(DATA)

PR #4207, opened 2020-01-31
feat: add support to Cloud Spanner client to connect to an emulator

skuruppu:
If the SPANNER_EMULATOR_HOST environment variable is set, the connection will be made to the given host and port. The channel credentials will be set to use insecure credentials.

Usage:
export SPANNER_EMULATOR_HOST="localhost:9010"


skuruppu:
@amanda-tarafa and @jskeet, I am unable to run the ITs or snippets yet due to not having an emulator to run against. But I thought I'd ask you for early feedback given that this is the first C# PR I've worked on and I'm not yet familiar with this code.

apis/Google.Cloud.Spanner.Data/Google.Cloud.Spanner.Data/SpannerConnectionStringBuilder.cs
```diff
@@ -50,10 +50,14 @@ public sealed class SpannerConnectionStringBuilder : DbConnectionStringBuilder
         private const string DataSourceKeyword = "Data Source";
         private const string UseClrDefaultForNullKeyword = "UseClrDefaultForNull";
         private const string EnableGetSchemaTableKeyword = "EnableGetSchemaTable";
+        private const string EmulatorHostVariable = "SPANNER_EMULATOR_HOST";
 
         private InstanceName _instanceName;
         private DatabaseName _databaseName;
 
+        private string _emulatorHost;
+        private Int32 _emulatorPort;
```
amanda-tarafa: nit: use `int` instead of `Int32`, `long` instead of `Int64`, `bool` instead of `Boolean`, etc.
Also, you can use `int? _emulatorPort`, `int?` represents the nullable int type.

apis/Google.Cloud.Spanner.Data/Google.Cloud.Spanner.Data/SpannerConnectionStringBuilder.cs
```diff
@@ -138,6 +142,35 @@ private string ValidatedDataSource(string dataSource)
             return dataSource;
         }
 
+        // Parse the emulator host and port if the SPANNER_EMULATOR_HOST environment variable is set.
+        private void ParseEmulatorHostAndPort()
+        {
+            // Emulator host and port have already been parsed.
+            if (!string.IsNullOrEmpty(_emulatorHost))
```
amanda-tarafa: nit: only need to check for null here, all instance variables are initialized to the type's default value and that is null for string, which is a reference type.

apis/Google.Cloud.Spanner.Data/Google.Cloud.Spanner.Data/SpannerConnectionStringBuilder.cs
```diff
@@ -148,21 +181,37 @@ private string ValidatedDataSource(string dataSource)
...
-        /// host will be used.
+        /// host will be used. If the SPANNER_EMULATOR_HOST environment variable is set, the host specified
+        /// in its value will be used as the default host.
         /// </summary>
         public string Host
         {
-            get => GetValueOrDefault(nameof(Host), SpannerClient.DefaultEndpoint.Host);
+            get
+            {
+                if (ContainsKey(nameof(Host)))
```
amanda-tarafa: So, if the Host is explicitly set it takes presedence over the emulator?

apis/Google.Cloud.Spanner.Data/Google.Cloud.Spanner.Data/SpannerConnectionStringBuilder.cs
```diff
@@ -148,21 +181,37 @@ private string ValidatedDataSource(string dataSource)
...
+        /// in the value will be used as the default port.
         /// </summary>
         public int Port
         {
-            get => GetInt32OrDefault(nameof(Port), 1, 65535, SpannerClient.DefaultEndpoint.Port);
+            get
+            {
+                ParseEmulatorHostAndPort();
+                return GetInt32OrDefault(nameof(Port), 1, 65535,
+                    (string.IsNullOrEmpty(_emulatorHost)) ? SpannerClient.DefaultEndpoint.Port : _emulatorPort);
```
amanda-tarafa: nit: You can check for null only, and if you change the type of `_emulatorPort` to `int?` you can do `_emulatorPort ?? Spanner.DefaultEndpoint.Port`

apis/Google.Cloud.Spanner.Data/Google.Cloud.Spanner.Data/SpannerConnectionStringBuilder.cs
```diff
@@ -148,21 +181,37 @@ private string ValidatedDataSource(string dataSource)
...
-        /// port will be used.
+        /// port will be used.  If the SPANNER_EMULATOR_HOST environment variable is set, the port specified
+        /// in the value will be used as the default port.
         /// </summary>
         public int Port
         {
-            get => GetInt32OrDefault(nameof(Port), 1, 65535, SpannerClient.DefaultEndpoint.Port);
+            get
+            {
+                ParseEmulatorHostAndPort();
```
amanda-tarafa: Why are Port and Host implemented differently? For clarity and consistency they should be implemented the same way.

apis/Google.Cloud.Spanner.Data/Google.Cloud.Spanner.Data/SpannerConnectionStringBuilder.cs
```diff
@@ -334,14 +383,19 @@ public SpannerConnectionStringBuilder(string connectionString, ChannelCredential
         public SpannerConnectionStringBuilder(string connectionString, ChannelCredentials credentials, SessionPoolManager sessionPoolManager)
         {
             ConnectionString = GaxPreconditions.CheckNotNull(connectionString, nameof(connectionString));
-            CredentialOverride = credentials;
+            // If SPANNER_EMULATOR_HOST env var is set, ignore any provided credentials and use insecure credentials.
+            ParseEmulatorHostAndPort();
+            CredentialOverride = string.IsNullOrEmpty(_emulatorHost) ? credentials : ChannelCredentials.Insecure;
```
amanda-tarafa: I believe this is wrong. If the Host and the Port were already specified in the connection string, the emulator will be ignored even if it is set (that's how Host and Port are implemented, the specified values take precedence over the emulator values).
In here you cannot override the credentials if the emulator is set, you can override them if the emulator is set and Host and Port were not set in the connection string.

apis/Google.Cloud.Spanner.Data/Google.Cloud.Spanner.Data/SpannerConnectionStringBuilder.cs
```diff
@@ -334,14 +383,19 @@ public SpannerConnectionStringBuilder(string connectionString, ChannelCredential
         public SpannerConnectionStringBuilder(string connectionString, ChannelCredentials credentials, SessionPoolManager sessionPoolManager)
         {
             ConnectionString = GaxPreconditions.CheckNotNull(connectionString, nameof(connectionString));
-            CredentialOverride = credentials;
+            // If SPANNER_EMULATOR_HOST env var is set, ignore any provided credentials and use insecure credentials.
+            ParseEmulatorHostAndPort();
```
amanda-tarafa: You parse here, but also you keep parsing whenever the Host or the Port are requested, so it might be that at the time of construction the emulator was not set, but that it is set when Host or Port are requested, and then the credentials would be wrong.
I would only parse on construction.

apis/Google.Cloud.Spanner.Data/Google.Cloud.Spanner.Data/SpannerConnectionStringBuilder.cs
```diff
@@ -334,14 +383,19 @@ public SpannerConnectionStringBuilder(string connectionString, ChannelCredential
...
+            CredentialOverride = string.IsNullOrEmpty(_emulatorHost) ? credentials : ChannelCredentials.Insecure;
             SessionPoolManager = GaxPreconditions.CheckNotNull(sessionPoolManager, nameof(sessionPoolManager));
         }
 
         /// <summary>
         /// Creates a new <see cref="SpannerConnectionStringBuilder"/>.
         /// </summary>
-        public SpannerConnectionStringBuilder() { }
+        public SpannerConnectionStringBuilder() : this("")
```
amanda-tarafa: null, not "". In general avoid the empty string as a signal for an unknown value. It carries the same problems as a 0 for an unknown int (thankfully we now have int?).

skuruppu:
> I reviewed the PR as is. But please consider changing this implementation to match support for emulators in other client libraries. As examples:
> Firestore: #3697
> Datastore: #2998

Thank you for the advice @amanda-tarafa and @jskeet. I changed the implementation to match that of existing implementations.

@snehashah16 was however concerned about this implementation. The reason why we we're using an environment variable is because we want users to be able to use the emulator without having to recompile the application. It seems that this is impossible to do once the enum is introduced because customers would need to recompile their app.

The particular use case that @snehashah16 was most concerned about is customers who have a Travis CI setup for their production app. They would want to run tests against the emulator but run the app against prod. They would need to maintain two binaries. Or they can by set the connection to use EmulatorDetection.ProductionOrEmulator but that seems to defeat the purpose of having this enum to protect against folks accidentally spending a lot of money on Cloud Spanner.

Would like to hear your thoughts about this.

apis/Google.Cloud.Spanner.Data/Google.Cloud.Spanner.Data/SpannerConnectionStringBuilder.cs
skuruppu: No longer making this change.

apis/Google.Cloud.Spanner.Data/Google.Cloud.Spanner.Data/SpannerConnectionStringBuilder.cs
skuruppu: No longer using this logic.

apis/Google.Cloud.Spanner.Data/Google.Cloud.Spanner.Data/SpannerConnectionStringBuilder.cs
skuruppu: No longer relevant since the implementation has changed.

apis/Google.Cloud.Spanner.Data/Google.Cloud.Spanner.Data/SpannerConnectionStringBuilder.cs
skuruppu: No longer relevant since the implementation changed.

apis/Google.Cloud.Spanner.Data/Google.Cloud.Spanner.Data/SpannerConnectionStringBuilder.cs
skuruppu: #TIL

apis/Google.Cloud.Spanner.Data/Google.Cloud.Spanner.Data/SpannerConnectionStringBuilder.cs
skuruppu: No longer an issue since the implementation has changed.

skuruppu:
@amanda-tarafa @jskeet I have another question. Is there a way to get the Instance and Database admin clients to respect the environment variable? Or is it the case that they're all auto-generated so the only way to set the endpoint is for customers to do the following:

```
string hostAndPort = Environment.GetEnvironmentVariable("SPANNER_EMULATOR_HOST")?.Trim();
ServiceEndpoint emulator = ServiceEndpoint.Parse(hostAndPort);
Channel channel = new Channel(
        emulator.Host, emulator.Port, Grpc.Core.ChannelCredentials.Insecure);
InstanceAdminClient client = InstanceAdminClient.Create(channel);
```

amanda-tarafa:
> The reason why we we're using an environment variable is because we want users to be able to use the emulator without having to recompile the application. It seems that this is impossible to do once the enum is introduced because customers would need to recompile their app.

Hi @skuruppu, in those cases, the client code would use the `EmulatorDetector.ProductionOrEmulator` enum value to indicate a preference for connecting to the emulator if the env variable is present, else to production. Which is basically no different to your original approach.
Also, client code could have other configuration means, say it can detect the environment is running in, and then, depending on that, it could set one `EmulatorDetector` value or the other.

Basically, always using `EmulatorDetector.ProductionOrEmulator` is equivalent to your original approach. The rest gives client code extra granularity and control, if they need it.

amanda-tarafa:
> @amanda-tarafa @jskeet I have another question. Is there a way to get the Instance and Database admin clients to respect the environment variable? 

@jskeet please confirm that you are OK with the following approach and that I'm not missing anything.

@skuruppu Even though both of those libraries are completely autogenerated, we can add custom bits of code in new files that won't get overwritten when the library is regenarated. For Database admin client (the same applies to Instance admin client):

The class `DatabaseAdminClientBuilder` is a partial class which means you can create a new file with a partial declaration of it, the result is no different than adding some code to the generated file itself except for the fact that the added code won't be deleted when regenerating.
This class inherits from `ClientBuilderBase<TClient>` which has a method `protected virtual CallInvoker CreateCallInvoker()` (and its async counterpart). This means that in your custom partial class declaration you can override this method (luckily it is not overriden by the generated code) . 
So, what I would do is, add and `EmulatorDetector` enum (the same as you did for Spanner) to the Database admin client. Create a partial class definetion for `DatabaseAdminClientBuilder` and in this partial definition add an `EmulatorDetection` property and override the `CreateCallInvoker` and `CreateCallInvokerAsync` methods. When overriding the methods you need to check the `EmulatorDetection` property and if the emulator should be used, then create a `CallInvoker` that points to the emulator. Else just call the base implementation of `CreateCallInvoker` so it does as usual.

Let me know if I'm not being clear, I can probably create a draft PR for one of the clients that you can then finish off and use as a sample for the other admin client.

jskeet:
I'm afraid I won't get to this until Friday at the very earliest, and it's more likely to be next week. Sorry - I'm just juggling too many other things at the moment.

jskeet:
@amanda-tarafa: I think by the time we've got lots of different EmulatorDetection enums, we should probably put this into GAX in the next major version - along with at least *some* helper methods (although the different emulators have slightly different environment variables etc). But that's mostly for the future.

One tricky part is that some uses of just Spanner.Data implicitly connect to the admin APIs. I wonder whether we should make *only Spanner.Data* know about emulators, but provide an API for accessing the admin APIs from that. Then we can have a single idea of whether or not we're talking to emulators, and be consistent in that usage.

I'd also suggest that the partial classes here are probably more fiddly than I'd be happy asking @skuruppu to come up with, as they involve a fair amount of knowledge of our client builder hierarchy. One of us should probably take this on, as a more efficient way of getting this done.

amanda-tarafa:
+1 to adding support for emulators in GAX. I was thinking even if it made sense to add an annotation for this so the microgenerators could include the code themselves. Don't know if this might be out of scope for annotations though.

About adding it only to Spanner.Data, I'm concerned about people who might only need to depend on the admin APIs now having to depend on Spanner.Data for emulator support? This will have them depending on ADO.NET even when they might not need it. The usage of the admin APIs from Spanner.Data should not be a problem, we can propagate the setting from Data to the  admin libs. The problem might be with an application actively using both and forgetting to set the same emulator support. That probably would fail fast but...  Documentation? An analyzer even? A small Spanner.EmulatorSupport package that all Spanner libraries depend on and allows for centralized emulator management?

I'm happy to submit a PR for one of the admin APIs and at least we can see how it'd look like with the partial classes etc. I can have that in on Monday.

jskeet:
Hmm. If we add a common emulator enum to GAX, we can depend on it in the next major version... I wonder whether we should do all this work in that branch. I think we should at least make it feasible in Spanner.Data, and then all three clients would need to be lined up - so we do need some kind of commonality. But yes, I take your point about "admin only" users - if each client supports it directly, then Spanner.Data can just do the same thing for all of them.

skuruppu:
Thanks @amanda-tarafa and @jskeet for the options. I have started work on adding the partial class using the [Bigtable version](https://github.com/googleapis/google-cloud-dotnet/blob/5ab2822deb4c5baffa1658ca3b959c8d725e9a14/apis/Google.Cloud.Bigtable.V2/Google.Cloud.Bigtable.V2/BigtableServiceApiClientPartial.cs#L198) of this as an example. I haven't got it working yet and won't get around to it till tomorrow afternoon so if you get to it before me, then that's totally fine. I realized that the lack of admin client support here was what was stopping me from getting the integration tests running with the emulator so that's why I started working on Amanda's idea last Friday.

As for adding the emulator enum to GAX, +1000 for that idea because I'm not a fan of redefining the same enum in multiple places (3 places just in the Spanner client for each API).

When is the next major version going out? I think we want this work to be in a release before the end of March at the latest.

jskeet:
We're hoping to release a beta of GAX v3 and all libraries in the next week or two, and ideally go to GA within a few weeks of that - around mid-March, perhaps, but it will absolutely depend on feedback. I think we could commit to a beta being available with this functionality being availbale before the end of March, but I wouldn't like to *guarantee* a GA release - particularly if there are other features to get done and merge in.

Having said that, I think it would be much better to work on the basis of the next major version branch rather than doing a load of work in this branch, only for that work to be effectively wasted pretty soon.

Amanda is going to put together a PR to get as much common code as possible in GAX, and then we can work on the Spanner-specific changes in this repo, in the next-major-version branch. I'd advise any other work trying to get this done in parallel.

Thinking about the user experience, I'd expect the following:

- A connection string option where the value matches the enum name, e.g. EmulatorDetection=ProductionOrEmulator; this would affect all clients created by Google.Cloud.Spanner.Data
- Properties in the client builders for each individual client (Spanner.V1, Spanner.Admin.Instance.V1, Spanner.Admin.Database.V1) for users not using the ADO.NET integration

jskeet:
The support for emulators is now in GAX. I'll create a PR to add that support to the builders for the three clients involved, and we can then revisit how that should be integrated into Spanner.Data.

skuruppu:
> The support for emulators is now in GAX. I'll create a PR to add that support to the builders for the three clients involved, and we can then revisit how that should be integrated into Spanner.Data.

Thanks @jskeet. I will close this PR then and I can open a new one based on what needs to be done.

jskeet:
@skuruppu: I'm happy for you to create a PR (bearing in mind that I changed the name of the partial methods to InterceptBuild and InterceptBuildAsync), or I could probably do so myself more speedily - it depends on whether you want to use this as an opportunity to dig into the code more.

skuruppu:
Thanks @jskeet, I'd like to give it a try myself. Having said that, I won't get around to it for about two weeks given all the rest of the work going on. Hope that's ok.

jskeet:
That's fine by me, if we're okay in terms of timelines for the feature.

(End DATA)

Out of the records above, pick each line that contains the string "much".

= RESPONSE =
Having said that, I think it would be much better to work on the basis of the next major version branch rather than doing a load of work in this branch, only for that work to be effectively wasted pretty soon.
Amanda is going to put together a PR to get as much common code as possible in GAX, and then we can work on the Spanner-specific changes in this repo, in the next-major-version branch. I'd advise any other work trying to get this done in parallel.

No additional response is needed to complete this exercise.